Intermediate Accounting (16th Edition)

Published by Wiley
ISBN 10: 1118743202
ISBN 13: 978-1-11874-320-1

Chapter 2 - Conceptual Framework for Financial Reporting - Review and Practice - Exercises - Page 67: E2-8

Answer

(a) All the details including revenue, cost of goods sold and expenses shall be disclosed on the face of the income statement. Further break-ups of such items might be included in the notes to the financial statements. Accounting standard IAS-1 required such detail. (b) Equipment shall be recorded and disclosed at the full value of $170,000. The notes payable amount should be separately recorded as a liability. (c) Further details of inventory shall be disclosed as per the accounting standards.
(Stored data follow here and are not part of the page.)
PR #8, opened 2015-06-10
Allow long email addresses per rfc 5322

denis-sokolov:
The addresses are not only theoretical,
I have recently received emails from Trello and Peerby that exceed the 64 octet limit for the local part already.

### DIFF
--- a/src/EmailAddress.php
+++ b/src/EmailAddress.php
@@ -69,6 +69,7 @@ class EmailAddress extends AbstractValidator
         'useDeepMxCheck'    => false,
         'useDomainCheck'    => true,
         'allow'             => Hostname::ALLOW_DNS,
+        'strict'            => true,
         'hostnameValidator' => null,
     ];
 
@@ -78,6 +79,7 @@ class EmailAddress extends AbstractValidator
      * The following additional option keys are supported:
      * 'hostnameValidator' => A hostname validator, see Zend\Validator\Hostname
      * 'allow'             => Options for the hostname validator, see Zend\Validator\Hostname::ALLOW_*
+     * 'strict'            => Whether to adhere to strictest requirements in the spec
      * 'useMxCheck'        => If MX check should be enabled, boolean
      * 'useDeepMxCheck'    => If a deep MX check should be done, boolean
      *
@@ -499,7 +501,7 @@ class EmailAddress extends AbstractValidator
             return false;
         }
 
-        if ((strlen($this->localPart) > 64) || (strlen($this->hostname) > 255)) {
+        if ($this->getOption('strict') && (strlen($this->localPart) > 64) || (strlen($this->hostname) > 255)) {
             $length = false;
             $this->error(self::LENGTH_EXCEEDED);
         }
@@ -542,7 +544,13 @@ class EmailAddress extends AbstractValidator
     protected function idnToUtf8($email)
     {
         if (extension_loaded('intl')) {
-            return idn_to_utf8($email);
+            // The documentation does not clarify what kind of failure
+            // can happen in idn_to_utf8. One can assume if the source
+            // is not IDN encoded, it would fail, but it usually returns
+            // the source string in those cases.
+            // But not when the source string is long enough.
+            // Thus we default to source string ourselves.
+            return idn_to_utf8($email) ?: $email;
         }
         return $email;
     }
--- a/test/EmailAddressTest.php
+++ b/test/EmailAddressTest.php
@@ -293,6 +293,29 @@ class EmailAddressTest extends \PHPUnit_Framework_TestCase
         }
     }
 
+    /**
+     * Ensures that the validator follows expected behavior for valid email addresses with the non-strict option
+     *
+     * @return void
+     */
+    public function testNonStrict()
+    {
+        $validator = new EmailAddress(['strict' => false]);
+        $emailAddresses = [
+            // RFC 5321 does mention a limit of 64 for the username,
+            // but it also states "To the maximum extent possible,
+            // implementation techniques that impose no limits on the
+            // length of these objects should be used.".
+            // http://tools.ietf.org/html/rfc5321#section-4.5.3.1
+            'line length 320' => str_repeat('x', 309).'@domain.com',
+            'line length 321' => str_repeat('x', 310).'@domain.com',
+            'line length 911' => str_repeat('x', 900).'@domain.com',
+        ];
+        foreach ($emailAddresses as $input) {
+            $this->assertTrue($validator->isValid($input));
+        }
+    }
+
    /**
      * Ensures that the validator follows expected behavior for checking MX records
      *


src/EmailAddress.php
```diff
@@ -491,15 +491,17 @@ public function isValid($value)
...
+        if (!$this->splitEmailParts($value)) {
             $this->error(self::INVALID_FORMAT);
             return false;
         }
 
-        if ((strlen($this->localPart) > 64) || (strlen($this->hostname) > 255)) {
+        $this->hostname = $this->idnToUtf8($this->hostname);
+
+        // https://tools.ietf.org/html/rfc5322#section-2.1.1
+        if ((strlen($this->localPart) + strlen($this->hostname)) > 994) {
```
Maks3w: I guess `@` sign should be included to the length too.

denis-sokolov: I actually subtracted 4 from 998 to account for `To:` and `@`, but did not document it properly.
Thanks for noticing.

Maks3w:
@denis-sokolov The length of 998 is not applicable here. It's just the maximum line length in the SMTP protocol and does is not applicable to email address. (In fact there is no any length limit in the content, just fold the header in multiple lines and content is allowed to exceed 998 characters)

Please choose a better RFC as reference, if you can't find a reference just remove the local part constraint.

test/EmailAddressTest.php
```diff
@@ -286,7 +286,13 @@ public function testComplexLocalValid()
...
             '#Bob.Jones@domain.com',
             'Bob.Jones?@domain.com',
-            'Bob~Jones@domain.com'
+            'Bob~Jones@domain.com',
+            // RFC 5321 does mention a limit of 64 for the username,
+            // but it also states "To the maximum extent possible,
+            // implementation techniques that impose no limits on the
+            // length of these objects should be used.".
+            // http://tools.ietf.org/html/rfc5321#section-4.5.3.1
+            str_repeat('BobJones', 120).'@domain.com'
```
Maks3w: Instead use `'line length NN'  => str_repeat('x', NN) . '@x',`

Maks3w: NN will be more clear about what is the expected length

test/EmailAddressTest.php
```diff
@@ -451,7 +457,9 @@ public function testHostnameValidatorMessagesShouldBeTranslated()
     public function testEmailsExceedingLength()
     {
         $emailAddresses = [
-            'thislocalpathoftheemailadressislongerthantheallowedsizeof64characters@domain.com',
+            // RFC 5322 mentions a limit of 998 per header line.
+            // https://tools.ietf.org/html/rfc5322#section-2.1.1
+            str_repeat('bob', 330) . '@i.com',
```
Maks3w: same observation as above about how to write long cases.

test/EmailAddressTest.php
denis-sokolov: Thanks, updating.

denis-sokolov:
Thanks for the correction, @Maks3w.

denis-sokolov:
Finally, a passing test! Sorry for the noise - it passed locally initially, because I had no idn extension.

Please disregard the coveralls check, it's dumb. I removed 4 covered lines and the overall coverage now "fell". Stupid algorithm is stupid.

Maks3w:
@denis-sokolov Please read my comment above. Your length limit assumption is wrong. RFC 5321 is not a reference for this.

denis-sokolov:
@Maks3w, I did read it, it was helpful, thank you.
I think you were referring to the 998 limit of RFC 5322 that I did remove from the PR.

The remaining PR is about RFC 5321 (Internet Message Format) stating "To the maximum extent possible, implementation techniques that impose no limits on the limits of these objects should be used.".

src/EmailAddress.php
```diff
@@ -32,8 +31,7 @@ class EmailAddress extends AbstractValidator
         self::INVALID_SEGMENT    => "'%hostname%' is not in a routable network segment. The email address should not be resolved from public network",
         self::DOT_ATOM           => "'%localPart%' can not be matched against dot-atom format",
         self::QUOTED_STRING      => "'%localPart%' can not be matched against quoted-string format",
-        self::INVALID_LOCAL_PART => "'%localPart%' is not a valid local part for the email address",
-        self::LENGTH_EXCEEDED    => "The input exceeds the allowed length",
+        self::INVALID_LOCAL_PART => "'%localPart%' is not a valid local part for the email address"
```
Maks3w: Preserve the trailing comma

test/EmailAddressTest.php
```diff
@@ -286,7 +286,13 @@ public function testComplexLocalValid()
...
             '#Bob.Jones@domain.com',
             'Bob.Jones?@domain.com',
-            'Bob~Jones@domain.com'
+            'Bob~Jones@domain.com',
+            // RFC 5321 does mention a limit of 64 for the username,
+            // but it also states "To the maximum extent possible,
+            // implementation techniques that impose no limits on the
+            // length of these objects should be used.".
+            // http://tools.ietf.org/html/rfc5321#section-4.5.3.1
+            'line length 911' => str_repeat('x', 900).'@domain.com'
```
Maks3w: Do this test with 320 and 321 lengths instead. Reflect better the previous length barrier

Maks3w:
Yes. I was talking about the 998 line length limit

Maks3w:
At this moment I have a couple of concerns:

1. Seems we have two options of perform a validation. A relaxed one with length limits removal and strict one with the recommended length limits.

2.  The IDN to UTF-8 failure is enough for mark the address as invalid. Otherwise please open a bug ticket on PHP bug tracker.

3.

denis-sokolov:
> Seems we have two options of perform a validation. A relaxed one with length limits removal and strict one with the recommended length limits.
The distinction between strict and lax validation is important and is unfortunate.
I am using Zend mail module to parse emails, and that's the use case when I need lax validation.
The documentation [seems to suggest](http://framework.zend.com/manual/1.12/en/zend.mail.read.html) it's a [normal use case](http://framework.zend.com/manual/current/en/modules/zend.mime.message.html#parsing-a-string-to-create-a-zend-mime-message-object).
If I was to send emails, I would expect the validation to be strict.

> The IDN to UTF-8 failure is enough for mark the address as invalid. Otherwise please open a bug ticket on PHP bug tracker.
The same class a few lines above already [uses the fallback](https://github.com/zendframework/zend-validator/blob/master/src/EmailAddress.php#L532):
```php
return (idn_to_ascii($email) ?: $email);
```
If anything, the new change ensures consistency.

Maks3w:
I was suspecting this come from Zend\Mail :)

I think this is almost done.

Please add a option named `strict => true` for toggle on/off length validation.

Then we can create a PR against Zend\Mail turning the option to false.

denis-sokolov:
Done, @Maks3w.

The financial statements should include the basis of measurement (LIFO, FIFO, AVCO etc), the amount of inventory recognized as expense (or write-downs) during the period, the carrying amounts and classification of inventory (as appropriate to the entity), any inventories that are pledged as security if any, and the carrying amounts of inventories carried fair value less cost to sell. (d) Change in the valuation of inventory is a change in accounting policy. For consistency, the method of valuation should not be changed, however, if it is changed, then such policy change should be disclosed in the financial statements along with any material implications.